Oggi, fine ottobre, salgo come il solito su per la mulattiera che è ancora buio. Non vedo un grosso sasso e ci finisco sopra con la mia scassatissima cinquecento. Scendo e vedo che la macchina è sollevata dal suolo. Le ruote posteriori girano a vuoto mentre io le guardo sconsolato. Mi guardo intorno e vedo che sotto a poche centinaia di metri c’è una baita, dove per grazia di dio vedo una luce e uscire un po’ di fumo. Scendo a grandi balzi e ti vedo il pastore seduto sulla soglia che si sta bevendo il suo classico latte col vino.

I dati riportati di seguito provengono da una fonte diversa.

PR #1176, opened 2020-11-19
Update Feast Core list features method

terryyylim:
Currently, `listFeatures` method is not updated to return features from feature tables, but rather feature sets.
This PR includes:
- Updated `ListFeaturesResponse` proto
- Updated `SpecService` to retrieve features from feature tables
- Updated REST (GET) endpoint for listing features

Fixes #

```release-note
Users can now retrieve features registered in feature tables.
```

### DIFF
--- a/core/src/main/java/feast/core/model/FeatureTable.java
+++ b/core/src/main/java/feast/core/model/FeatureTable.java
@@ -273,9 +273,9 @@ public class FeatureTable extends AbstractTimestampEntity {
    * @return boolean True if FeatureTable contains all entities in the entitiesFilter
    */
   public boolean hasAllEntities(List<String> entitiesFilter) {
-    List<String> allEntitiesName =
-        this.getEntities().stream().map(entity -> entity.getName()).collect(Collectors.toList());
-    return allEntitiesName.equals(entitiesFilter);
+    Set<String> allEntitiesName =
+        this.getEntities().stream().map(entity -> entity.getName()).collect(Collectors.toSet());
+    return allEntitiesName.equals(new HashSet<>(entitiesFilter));
   }
 
   /**
@@ -285,7 +285,7 @@ public class FeatureTable extends AbstractTimestampEntity {
    * @param labelsFilter contain labels that should be attached to FeatureTable's features
    * @return Map of Feature references and Features
    */
-  public Map<String, FeatureV2> getFeaturesByRef(Map<String, String> labelsFilter) {
+  public Map<String, FeatureV2> getFeaturesByLabels(Map<String, String> labelsFilter) {
     Map<String, FeatureV2> validFeaturesMap;
     List<FeatureV2> validFeatures;
     if (labelsFilter.size() > 0) {
@@ -303,7 +303,7 @@ public class FeatureTable extends AbstractTimestampEntity {
    * @param features List of features to insert to map.
    * @return Map of featureRef:feature.
    */
-  public Map<String, FeatureV2> getFeaturesRefToFeaturesMap(List<FeatureV2> features) {
+  private Map<String, FeatureV2> getFeaturesRefToFeaturesMap(List<FeatureV2> features) {
     Map<String, FeatureV2> validFeaturesMap = new HashMap<>();
     for (FeatureV2 feature : features) {
       ServingAPIProto.FeatureReferenceV2 featureRef =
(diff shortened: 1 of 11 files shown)


core/src/test/java/feast/core/service/SpecServiceIT.java
```diff
@@ -1359,7 +1386,7 @@ public void shouldReturnNoTables() {
               StatusRuntimeException.class,
               () -> apiClient.simpleGetFeatureTable(projectName, featureTableName));
 
-      assertThat(featureTables.size(), equalTo(0));
+      assertThat(featureTables.size(), equalTo(1));
```
pyalex, line 1389: The test is called "should ReturnNoTables", isn't there contradiction?

core/src/main/java/feast/core/service/SpecService.java
```diff
@@ -297,46 +297,37 @@ public ListFeatureSetsResponse listFeatureSets(ListFeatureSetsRequest.Filter fil
...
-        featureSets =
-            featureSets.stream()
-                .filter(featureSet -> featureSet.hasAllEntities(entities))
-                .collect(Collectors.toList());
-      }
+    ListFeaturesResponse.Builder response = ListFeaturesResponse.newBuilder();
+    if (entities.size() > 0) {
+      featureTables =
+          featureTables.stream()
+              .filter(featureTable -> featureTable.hasAllEntities(entities))
```
pyalex, line 318: We should check that entities are exactly match to whatever specified in filter, not a subset

core/src/main/java/feast/core/model/FeatureTable.java
```diff
@@ -263,6 +266,84 @@ public void updateFromProto(
         .collect(Collectors.toSet());
   }
 
+  /**
+   * Return a boolean to indicate if FeatureTable contains all specified entities.
+   *
+   * @param entitiesFilter contain entities that should be attached to the FeatureTable
+   * @return boolean True if FeatureTable contains all entities in the entitiesFilter
+   */
+  public boolean hasAllEntities(List<String> entitiesFilter) {
```
pyalex, line 275: Comparison of lists here is error prone, since list has order. I think we should rather compare sets

core/src/main/java/feast/core/model/FeatureTable.java
```diff
@@ -263,6 +266,84 @@ public void updateFromProto(
...
+    return validFeaturesMap;
+  }
+
+  /**
+   * Returns map for accessing features using their respective feature reference.
+   *
+   * @param features List of features to insert to map.
+   * @return Map of featureRef:feature.
+   */
+  public Map<String, FeatureV2> getFeaturesRefToFeaturesMap(List<FeatureV2> features) {
```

Gli racconto la mia disavventura e lui per tutta risposta s’infila due dita in bocca ed emette un forte fischio, quasi a voler chiamare un cane. Escono allora dall’antro madre e figlia, due montenegrine grandi e spesse come due armadi. … Secondino, così si chiamava il pastore, dà loro alcuni ordini in un dialetto che non capisco. Ma queste, sollevate le lunghe sottane nere, per meglio camminare in salita, si dirigono svelte alla mia macchina. Arrivate, si posizionano dietro, ciascuna per parte, la sollevano con un colpo di reni, e me la rimettono in strada. Rimango basito, ma contento e ridiscendo da Secondino.

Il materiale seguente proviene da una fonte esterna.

PR #1187, opened 2020-11-22
With defaults

mike0sv:
Stops default config values from being written to config file (`~/.feast/config`) and adds a possibility to provide default value when extracting configuration option. The disscussion about this change is in #1172 

Fixes #

```release-note

```


mike0sv:
sorry wrong branch

PR #1188, opened 2020-11-22
Dont write defaults to config

mike0sv:
Stops default config values from being written to config file (~/.feast/config) and adds a possibility to provide default value when extracting configuration option. The discussion about this change is in #1172

Fixes #

```release-note

```


sdk/python/feast/config.py
```diff
@@ -117,69 +115,66 @@ def __init__(
...
+    def _get(self, option, default, get_method):
+        fallback = {} if default is _UNSET else {"fallback": default}
+        return get_method(
+            CONFIG_FILE_SECTION,
+            option,
+            vars={**_get_feast_env_vars(), **self._options},
+            **fallback,
+        )
+
+    def get(self, option, default=_UNSET):
```
woop, line 127: @mike0sv How are you planning for people to use this `default` argument? Do you want them to define defaults throughout the code base, for example `.get(key, default="foo")`?

sdk/python/feast/config.py
```diff
@@ -29,6 +29,7 @@
 from feast.constants import ConfigOptions as opt
 
 _logger = logging.getLogger(__name__)
+_UNSET = object()
```
woop, line 32: How is the `object()` type used here? Is there any reason why we can't use `default=None`?

sdk/python/feast/config.py
mike0sv: Yes, his option can be used if there is no value even in `.constants`. Also this allows to get arbitrary options from config (it's a side effect, so I don't know if cases where this is needed exists). 
For now, if you try to get an option, which is declared as `Optional` in `.constants` (more precisely, that has `None` as default value), you'll get an error (because of the filtering in the `defaults` method)

sdk/python/feast/config.py
mike0sv: Is a signleton, just like `configparser._UNSET`. If you use `None`, either you can't use `None` as default value, or you'll get `None` even if you don't want default value and do expect an exception

woop (approved):

woop:
You need to add a release note

PR #1194, opened 2020-11-24
Delete v1 concepts

terryyylim:
This is a follow-up PR from #1186, to remove all related v1 concepts from common, core, serving and storage modules. 

Fixes #

```release-note
Administrators can no longer support v1 concepts anymore on latest version deployments while using older SDKs.
```


core/src/main/resources/db/migration/V3.1__Remove_V1_Concepts.sql
```diff
@@ -0,0 +1,15 @@
+DROP TABLE IF EXISTS feature_sets CASCADE;
```
pyalex, line 1: Can we postpone table removal? Maybe move it to separate PR and not merge for now

pyalex (approved):

PR #1198, opened 2020-11-26
Option for additional spark configuration

### LINKED ISSUE #1168: Additional configuration options for Spark jobs
Now there is no way to provide additional configuration options for spark jobs. For example, this is required to provide credentials for s3 storage. 

I'm using python sdk, so I dont know if this can be replicated in java and go, but my proposal is to add a configuration option, something like `FEAST_SPARK_ADDITIONAL_OPTS` which can be set to something like `"option1=value1;option2=value2"` and this options would be added in `spark_submit` method for standalone, `dataproc_sumbit` for dataproc and `_submit_emr_job` for emr.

E ora, come sdebitarmi? Gli offro dei soldi che rifiuta. —” In montagna tutti ci aiutiamo, questo sono sicuro lo sai e lo fai anche tu, anche se sei un cittadino. Vedo che vai a caccia con il cane alla piuma: Sono contento che così non mi prendi i miei camosci”

Mi viene in mente di dirgli che è un po’ di volte che vedo un grosso becco dove stanno i forcelli, che magari lui non pensa di cercare proprio lì.- “Bravo, – mi dice-, aspettami. Prendo lo schioppo e vengo con te, così mi fai vedere dove sta quel bastardo che è un anno che lo cerco.”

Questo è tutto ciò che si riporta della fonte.